- _Problem description_
Search the material below for the string "This" and list each line that holds it.

- _Data records_
Segment Open

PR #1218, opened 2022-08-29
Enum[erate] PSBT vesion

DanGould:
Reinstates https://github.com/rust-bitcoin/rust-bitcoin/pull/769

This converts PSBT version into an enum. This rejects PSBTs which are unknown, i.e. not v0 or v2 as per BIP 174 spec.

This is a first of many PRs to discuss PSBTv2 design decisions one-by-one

Segment Closed

- _Solved exercise_
This converts PSBT version into an enum. This rejects PSBTs which are unknown, i.e. not v0 or v2 as per BIP 174 spec.
This is a first of many PRs to discuss PSBTv2 design decisions one-by-one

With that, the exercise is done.